Requirement:
From the data below, retype exactly the lines starting with the one that contains "PR #396, opened 2015-08-04" and ending with the one that contains "of the same", both included.

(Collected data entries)
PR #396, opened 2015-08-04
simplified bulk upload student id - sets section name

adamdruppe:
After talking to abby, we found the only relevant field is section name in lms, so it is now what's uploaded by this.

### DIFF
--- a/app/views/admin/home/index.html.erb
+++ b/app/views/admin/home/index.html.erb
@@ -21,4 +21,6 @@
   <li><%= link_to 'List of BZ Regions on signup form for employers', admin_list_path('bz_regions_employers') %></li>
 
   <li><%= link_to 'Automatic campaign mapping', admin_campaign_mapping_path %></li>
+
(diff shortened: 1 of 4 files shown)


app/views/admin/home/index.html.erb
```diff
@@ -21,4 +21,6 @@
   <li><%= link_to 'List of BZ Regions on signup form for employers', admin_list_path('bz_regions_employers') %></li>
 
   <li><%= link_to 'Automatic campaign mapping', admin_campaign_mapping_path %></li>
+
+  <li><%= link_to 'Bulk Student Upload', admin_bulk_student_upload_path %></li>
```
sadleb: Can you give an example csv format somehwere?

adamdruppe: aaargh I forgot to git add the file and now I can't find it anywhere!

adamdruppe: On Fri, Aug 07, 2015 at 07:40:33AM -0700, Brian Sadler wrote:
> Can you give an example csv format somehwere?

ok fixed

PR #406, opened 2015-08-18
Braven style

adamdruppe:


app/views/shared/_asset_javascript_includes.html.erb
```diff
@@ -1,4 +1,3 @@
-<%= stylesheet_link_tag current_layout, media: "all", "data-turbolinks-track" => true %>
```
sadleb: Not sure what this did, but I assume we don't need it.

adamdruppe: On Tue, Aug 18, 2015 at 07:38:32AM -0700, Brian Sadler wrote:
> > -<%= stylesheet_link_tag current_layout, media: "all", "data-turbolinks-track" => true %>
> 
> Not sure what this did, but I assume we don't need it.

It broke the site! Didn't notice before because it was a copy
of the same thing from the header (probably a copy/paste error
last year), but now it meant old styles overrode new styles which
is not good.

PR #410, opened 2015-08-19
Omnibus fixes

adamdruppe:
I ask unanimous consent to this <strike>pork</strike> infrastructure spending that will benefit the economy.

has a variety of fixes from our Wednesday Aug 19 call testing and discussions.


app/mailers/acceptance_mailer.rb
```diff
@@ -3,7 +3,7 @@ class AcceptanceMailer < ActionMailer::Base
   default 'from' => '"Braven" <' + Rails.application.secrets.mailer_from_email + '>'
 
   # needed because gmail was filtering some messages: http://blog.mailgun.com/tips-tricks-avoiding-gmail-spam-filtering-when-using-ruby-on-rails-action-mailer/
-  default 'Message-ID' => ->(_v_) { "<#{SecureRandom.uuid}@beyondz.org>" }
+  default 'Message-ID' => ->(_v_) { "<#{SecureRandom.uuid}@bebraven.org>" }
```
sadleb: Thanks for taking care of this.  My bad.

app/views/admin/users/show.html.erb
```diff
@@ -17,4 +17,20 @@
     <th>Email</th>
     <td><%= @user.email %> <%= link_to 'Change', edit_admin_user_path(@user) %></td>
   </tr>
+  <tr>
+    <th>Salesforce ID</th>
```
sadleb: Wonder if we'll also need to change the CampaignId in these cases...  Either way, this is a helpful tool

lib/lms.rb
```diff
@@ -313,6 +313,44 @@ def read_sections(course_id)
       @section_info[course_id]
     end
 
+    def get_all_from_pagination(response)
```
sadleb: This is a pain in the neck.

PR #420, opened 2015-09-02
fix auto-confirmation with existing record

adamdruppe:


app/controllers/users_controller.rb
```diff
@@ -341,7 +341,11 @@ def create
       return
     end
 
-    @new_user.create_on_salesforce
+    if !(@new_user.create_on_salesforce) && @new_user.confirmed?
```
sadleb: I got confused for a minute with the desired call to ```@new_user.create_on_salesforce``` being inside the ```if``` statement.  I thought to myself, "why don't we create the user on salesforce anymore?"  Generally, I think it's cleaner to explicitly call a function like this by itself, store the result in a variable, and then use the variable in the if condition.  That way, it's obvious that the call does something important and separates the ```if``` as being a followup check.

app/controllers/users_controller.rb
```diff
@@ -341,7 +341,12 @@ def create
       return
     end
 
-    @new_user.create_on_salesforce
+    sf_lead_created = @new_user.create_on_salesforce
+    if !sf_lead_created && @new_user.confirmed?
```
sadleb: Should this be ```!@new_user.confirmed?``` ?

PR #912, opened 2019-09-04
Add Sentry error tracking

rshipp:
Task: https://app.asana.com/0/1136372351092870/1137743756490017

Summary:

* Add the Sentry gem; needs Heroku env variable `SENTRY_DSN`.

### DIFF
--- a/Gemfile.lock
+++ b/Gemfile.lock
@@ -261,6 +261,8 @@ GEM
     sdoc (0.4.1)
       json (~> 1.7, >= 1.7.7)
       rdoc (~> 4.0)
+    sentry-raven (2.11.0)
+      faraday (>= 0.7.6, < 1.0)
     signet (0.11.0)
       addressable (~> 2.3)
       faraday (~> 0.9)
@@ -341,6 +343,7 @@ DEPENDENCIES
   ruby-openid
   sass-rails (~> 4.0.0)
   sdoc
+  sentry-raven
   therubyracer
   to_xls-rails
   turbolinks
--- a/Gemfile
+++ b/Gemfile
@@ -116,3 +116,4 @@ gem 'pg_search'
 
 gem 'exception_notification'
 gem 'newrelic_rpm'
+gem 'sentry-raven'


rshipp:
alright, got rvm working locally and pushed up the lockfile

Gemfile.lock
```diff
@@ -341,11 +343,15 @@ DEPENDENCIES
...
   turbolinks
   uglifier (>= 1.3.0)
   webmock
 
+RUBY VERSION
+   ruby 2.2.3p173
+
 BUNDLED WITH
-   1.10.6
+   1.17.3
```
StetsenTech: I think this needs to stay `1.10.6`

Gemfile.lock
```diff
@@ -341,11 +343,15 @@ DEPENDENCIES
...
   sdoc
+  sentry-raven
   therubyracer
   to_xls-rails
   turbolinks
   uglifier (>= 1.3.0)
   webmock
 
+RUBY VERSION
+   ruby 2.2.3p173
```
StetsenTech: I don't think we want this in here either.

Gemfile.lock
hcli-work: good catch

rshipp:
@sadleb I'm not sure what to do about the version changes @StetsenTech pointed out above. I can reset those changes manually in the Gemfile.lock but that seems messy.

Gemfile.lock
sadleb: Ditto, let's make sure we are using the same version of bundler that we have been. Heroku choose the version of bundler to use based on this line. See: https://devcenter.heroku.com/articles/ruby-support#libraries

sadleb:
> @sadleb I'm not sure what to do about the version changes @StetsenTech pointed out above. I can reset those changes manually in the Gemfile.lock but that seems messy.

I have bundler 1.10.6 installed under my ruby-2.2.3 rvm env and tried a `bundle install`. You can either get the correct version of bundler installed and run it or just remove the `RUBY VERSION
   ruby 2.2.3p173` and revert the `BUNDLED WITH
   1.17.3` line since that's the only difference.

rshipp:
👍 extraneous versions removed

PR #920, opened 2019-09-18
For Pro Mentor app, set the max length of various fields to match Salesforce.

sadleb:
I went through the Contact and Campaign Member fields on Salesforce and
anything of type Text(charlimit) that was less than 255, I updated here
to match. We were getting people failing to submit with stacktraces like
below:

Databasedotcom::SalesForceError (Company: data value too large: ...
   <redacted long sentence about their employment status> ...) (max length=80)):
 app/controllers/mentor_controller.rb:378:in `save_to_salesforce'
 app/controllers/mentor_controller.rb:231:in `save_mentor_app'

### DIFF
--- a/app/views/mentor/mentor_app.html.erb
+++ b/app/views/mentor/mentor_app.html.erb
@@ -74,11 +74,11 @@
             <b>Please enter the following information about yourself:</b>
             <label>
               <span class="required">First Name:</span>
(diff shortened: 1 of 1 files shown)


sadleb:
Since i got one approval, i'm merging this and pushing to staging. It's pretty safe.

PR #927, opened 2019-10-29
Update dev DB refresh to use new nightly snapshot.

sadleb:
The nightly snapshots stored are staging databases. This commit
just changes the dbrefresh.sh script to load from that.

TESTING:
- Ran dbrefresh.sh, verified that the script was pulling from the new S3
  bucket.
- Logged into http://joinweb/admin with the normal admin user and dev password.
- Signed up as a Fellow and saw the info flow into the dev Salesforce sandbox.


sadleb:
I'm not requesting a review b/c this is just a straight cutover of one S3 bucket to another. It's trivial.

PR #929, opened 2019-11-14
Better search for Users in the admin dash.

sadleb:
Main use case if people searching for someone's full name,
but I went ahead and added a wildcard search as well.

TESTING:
...
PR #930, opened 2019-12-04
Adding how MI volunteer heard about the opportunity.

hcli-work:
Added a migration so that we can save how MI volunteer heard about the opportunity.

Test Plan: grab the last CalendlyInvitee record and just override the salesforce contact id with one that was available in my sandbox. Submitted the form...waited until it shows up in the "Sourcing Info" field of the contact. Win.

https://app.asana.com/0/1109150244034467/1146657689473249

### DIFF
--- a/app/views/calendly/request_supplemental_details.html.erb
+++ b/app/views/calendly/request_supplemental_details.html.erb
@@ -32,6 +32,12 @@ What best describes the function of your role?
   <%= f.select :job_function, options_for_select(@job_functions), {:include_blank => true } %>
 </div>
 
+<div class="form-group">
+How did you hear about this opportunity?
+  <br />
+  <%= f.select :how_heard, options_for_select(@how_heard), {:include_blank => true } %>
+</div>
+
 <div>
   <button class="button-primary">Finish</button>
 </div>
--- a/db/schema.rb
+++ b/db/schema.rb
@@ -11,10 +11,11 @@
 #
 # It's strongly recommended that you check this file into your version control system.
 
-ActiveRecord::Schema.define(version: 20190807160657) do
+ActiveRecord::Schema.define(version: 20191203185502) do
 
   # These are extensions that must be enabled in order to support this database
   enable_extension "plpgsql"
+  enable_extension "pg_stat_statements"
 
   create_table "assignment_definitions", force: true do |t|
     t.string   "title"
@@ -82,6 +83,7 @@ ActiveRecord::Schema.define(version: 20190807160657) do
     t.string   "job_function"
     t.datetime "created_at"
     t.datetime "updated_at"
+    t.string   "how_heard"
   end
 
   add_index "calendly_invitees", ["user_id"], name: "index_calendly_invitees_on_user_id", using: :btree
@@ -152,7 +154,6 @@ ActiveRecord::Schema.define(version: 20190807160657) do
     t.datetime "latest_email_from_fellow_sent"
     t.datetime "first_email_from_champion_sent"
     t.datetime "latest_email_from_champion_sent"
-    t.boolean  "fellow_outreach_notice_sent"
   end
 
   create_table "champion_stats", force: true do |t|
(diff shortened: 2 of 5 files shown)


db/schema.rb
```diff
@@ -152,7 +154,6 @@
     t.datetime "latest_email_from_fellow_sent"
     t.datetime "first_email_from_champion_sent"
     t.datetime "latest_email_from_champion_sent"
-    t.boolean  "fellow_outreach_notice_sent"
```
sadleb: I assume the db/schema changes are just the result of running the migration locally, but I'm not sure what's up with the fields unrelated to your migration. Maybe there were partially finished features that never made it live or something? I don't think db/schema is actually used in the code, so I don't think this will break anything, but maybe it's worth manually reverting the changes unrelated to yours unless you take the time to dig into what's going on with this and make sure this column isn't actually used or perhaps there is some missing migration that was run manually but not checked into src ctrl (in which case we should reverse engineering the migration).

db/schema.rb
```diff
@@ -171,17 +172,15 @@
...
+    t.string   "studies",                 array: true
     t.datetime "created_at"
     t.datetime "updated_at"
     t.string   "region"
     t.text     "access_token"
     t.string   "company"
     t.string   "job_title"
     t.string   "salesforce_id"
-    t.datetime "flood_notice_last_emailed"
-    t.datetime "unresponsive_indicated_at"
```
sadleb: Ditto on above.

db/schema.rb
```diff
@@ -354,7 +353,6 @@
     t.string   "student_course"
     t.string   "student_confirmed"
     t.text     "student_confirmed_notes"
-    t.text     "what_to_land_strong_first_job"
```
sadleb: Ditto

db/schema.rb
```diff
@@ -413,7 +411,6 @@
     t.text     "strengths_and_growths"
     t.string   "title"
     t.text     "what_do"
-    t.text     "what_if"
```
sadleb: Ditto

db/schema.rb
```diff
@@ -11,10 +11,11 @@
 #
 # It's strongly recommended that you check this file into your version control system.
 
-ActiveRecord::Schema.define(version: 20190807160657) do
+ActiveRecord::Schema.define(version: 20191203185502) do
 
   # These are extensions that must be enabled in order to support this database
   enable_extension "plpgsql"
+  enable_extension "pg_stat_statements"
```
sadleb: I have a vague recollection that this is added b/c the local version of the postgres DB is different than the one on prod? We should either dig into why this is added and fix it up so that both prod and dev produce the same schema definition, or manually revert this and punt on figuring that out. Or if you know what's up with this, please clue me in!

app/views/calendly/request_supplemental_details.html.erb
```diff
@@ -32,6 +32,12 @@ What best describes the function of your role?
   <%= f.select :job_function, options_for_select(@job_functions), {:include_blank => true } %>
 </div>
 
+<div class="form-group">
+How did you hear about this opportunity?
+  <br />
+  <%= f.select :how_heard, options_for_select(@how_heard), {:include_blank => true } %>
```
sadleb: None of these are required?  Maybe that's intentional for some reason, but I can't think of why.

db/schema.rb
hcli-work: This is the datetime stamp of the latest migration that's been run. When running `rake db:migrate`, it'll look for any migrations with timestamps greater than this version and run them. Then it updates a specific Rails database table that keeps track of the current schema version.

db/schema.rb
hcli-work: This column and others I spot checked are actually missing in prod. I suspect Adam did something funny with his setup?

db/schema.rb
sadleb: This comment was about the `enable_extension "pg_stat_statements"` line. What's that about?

Written response:
PR #396, opened 2015-08-04
simplified bulk upload student id - sets section name

adamdruppe:
After talking to abby, we found the only relevant field is section name in lms, so it is now what's uploaded by this.

### DIFF
--- a/app/views/admin/home/index.html.erb
+++ b/app/views/admin/home/index.html.erb
@@ -21,4 +21,6 @@
   <li><%= link_to 'List of BZ Regions on signup form for employers', admin_list_path('bz_regions_employers') %></li>
 
   <li><%= link_to 'Automatic campaign mapping', admin_campaign_mapping_path %></li>
+
(diff shortened: 1 of 4 files shown)


app/views/admin/home/index.html.erb
```diff
@@ -21,4 +21,6 @@
   <li><%= link_to 'List of BZ Regions on signup form for employers', admin_list_path('bz_regions_employers') %></li>
 
   <li><%= link_to 'Automatic campaign mapping', admin_campaign_mapping_path %></li>
+
+  <li><%= link_to 'Bulk Student Upload', admin_bulk_student_upload_path %></li>
```
sadleb: Can you give an example csv format somehwere?

adamdruppe: aaargh I forgot to git add the file and now I can't find it anywhere!

adamdruppe: On Fri, Aug 07, 2015 at 07:40:33AM -0700, Brian Sadler wrote:
> Can you give an example csv format somehwere?

ok fixed

PR #406, opened 2015-08-18
Braven style

adamdruppe:


app/views/shared/_asset_javascript_includes.html.erb
```diff
@@ -1,4 +1,3 @@
-<%= stylesheet_link_tag current_layout, media: "all", "data-turbolinks-track" => true %>
```
sadleb: Not sure what this did, but I assume we don't need it.

adamdruppe: On Tue, Aug 18, 2015 at 07:38:32AM -0700, Brian Sadler wrote:
> > -<%= stylesheet_link_tag current_layout, media: "all", "data-turbolinks-track" => true %>
> 
> Not sure what this did, but I assume we don't need it.

It broke the site! Didn't notice before because it was a copy
of the same thing from the header (probably a copy/paste error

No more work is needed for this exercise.